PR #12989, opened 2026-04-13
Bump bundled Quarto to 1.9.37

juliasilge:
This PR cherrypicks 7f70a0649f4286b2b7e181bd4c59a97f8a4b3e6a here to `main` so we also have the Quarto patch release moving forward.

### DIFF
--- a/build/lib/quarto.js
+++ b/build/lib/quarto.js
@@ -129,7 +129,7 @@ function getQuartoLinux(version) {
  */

--

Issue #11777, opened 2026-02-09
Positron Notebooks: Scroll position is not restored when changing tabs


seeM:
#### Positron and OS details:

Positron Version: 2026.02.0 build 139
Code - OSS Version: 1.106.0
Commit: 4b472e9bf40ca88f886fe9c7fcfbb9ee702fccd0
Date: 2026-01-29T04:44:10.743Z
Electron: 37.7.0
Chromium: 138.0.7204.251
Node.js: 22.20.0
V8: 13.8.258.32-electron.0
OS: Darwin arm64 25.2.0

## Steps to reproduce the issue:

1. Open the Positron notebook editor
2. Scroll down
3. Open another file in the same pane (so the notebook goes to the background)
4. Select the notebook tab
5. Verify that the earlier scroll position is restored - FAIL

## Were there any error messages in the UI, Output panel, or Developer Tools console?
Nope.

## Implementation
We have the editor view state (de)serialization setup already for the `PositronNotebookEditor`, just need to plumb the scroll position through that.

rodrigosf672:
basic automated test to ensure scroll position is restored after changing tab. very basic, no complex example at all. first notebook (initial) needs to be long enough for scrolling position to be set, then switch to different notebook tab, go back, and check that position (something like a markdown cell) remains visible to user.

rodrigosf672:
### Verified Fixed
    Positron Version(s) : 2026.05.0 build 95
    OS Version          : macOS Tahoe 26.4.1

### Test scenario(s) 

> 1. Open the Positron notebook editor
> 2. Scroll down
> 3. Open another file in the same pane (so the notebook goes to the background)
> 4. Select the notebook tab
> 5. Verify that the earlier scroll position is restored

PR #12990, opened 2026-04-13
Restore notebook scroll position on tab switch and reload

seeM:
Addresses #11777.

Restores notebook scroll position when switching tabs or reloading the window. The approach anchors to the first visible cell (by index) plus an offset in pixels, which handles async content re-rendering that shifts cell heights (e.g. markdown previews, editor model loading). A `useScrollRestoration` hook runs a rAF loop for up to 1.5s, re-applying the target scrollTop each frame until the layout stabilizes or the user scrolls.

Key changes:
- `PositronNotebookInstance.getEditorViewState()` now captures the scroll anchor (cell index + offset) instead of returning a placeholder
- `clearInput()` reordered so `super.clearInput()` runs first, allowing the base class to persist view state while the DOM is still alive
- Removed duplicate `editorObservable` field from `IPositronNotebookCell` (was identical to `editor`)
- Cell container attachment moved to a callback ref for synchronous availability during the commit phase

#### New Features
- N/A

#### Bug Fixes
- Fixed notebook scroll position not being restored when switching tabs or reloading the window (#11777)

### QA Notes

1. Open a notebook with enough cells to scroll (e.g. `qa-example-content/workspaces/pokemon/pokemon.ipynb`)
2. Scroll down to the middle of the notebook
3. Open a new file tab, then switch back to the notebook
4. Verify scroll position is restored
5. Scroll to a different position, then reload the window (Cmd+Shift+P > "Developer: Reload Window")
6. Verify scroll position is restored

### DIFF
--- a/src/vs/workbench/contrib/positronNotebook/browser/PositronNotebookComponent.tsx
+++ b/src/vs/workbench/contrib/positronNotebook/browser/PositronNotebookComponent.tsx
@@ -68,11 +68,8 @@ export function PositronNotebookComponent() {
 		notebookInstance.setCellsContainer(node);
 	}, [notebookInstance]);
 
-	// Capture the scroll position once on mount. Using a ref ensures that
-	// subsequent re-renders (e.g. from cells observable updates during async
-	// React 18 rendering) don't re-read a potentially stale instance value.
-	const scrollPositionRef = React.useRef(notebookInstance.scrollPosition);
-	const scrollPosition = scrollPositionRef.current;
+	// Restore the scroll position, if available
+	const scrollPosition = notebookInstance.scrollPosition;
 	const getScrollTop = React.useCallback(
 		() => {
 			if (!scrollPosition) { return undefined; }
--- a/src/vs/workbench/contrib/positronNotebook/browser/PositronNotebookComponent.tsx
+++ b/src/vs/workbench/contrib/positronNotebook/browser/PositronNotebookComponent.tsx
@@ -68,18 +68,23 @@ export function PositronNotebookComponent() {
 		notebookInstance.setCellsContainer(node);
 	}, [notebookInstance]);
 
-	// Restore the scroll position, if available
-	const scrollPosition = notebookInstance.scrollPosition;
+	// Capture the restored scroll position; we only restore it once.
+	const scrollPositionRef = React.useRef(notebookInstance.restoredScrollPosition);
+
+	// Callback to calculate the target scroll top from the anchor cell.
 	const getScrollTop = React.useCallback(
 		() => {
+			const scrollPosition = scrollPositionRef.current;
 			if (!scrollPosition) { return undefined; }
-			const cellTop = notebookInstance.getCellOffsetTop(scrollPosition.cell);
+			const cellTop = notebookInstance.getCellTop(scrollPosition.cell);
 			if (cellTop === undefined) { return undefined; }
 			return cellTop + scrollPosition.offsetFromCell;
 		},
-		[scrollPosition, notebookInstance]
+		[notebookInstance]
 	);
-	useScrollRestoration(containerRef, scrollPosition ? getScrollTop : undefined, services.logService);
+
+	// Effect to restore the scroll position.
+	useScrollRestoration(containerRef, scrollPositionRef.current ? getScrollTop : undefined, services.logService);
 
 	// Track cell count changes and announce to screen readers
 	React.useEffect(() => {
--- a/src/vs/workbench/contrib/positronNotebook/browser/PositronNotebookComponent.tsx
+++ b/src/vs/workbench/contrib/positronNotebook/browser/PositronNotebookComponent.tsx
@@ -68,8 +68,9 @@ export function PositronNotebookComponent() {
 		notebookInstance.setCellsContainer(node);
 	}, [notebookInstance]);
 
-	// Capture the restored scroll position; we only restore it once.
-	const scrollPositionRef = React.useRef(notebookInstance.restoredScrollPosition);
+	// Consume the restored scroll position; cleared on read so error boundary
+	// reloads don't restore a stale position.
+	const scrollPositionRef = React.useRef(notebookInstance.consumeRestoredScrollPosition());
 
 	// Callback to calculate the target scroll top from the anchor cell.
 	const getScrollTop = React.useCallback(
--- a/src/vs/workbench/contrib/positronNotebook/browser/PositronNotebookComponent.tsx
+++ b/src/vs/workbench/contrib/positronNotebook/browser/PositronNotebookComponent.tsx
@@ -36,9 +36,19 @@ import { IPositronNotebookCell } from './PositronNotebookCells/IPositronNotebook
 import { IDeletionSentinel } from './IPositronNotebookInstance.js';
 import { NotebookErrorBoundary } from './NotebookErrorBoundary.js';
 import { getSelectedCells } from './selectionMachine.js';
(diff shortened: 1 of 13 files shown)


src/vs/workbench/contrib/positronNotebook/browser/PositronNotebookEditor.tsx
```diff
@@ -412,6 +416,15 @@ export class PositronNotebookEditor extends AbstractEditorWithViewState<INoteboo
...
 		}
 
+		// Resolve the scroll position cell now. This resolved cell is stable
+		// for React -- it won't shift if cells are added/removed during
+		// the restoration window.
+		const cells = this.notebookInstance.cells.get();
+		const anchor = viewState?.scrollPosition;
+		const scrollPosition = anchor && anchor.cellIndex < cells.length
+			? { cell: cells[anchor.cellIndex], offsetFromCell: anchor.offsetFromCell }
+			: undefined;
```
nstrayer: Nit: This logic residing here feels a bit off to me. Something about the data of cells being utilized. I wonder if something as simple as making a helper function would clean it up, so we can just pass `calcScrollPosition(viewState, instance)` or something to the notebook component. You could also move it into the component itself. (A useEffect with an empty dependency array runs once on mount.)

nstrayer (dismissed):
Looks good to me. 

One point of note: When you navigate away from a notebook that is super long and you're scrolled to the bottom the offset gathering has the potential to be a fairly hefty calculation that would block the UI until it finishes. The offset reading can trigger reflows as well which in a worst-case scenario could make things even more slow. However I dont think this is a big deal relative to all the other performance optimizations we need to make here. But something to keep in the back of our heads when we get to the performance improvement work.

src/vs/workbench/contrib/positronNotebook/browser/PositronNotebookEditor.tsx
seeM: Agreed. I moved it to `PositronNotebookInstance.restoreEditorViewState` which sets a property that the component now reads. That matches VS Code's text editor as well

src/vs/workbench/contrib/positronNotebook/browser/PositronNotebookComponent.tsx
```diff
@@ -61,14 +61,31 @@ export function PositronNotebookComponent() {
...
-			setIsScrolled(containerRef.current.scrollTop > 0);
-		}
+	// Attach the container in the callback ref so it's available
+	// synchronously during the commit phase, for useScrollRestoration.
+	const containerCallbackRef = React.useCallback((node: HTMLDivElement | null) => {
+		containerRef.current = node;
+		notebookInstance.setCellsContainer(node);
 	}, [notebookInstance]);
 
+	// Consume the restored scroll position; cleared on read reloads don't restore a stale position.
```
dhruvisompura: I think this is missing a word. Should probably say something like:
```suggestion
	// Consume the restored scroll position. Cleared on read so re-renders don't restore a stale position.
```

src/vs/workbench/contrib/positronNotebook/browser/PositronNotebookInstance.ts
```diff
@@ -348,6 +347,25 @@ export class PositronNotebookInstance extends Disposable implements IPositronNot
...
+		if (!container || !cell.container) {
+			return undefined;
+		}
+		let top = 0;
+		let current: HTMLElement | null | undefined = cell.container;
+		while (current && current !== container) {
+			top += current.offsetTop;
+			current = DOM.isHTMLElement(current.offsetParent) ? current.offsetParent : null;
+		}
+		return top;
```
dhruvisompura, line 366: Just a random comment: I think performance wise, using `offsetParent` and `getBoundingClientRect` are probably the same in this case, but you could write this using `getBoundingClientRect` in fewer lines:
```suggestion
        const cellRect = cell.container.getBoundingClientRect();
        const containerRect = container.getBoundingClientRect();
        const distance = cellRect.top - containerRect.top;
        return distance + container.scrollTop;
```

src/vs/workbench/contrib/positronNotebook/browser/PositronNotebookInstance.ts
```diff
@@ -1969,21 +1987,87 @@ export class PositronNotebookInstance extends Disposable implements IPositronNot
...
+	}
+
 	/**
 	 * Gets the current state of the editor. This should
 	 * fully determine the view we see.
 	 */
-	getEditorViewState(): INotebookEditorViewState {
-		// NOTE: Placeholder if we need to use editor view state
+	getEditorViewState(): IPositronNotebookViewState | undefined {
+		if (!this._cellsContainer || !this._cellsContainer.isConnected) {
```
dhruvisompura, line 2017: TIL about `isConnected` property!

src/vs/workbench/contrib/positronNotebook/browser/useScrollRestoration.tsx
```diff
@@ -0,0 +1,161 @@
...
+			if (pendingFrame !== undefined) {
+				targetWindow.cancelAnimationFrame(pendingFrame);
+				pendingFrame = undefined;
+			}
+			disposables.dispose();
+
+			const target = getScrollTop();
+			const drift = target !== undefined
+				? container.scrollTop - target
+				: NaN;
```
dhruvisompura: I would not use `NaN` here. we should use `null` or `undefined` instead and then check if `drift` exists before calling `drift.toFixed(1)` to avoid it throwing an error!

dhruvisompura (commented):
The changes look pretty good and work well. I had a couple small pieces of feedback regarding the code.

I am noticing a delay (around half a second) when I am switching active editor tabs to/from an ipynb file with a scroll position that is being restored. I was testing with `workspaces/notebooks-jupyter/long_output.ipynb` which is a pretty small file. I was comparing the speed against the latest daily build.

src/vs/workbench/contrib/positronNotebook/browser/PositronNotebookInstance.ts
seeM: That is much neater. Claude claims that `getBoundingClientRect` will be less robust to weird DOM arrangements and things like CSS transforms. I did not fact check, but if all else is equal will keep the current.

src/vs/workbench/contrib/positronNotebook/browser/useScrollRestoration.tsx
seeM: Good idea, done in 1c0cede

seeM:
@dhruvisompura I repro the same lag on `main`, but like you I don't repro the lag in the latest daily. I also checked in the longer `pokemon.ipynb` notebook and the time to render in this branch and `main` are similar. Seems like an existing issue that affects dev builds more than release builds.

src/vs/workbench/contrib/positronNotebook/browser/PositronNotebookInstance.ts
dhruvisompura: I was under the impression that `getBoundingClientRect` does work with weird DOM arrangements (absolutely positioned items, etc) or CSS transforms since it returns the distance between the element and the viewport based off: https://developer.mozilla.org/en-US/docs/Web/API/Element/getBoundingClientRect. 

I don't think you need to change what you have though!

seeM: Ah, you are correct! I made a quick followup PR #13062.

BRIEF →
If a line in the data above contains "about", return that line.

ANSWER BELOW →
nstrayer: Nit: This logic residing here feels a bit off to me. Something about the data of cells being utilized. I wonder if something as simple as making a helper function would clean it up, so we can just pass `calcScrollPosition(viewState, instance)` or something to the notebook component. You could also move it into the component itself. (A useEffect with an empty dependency array runs once on mount.)
dhruvisompura, line 2017: TIL about `isConnected` property!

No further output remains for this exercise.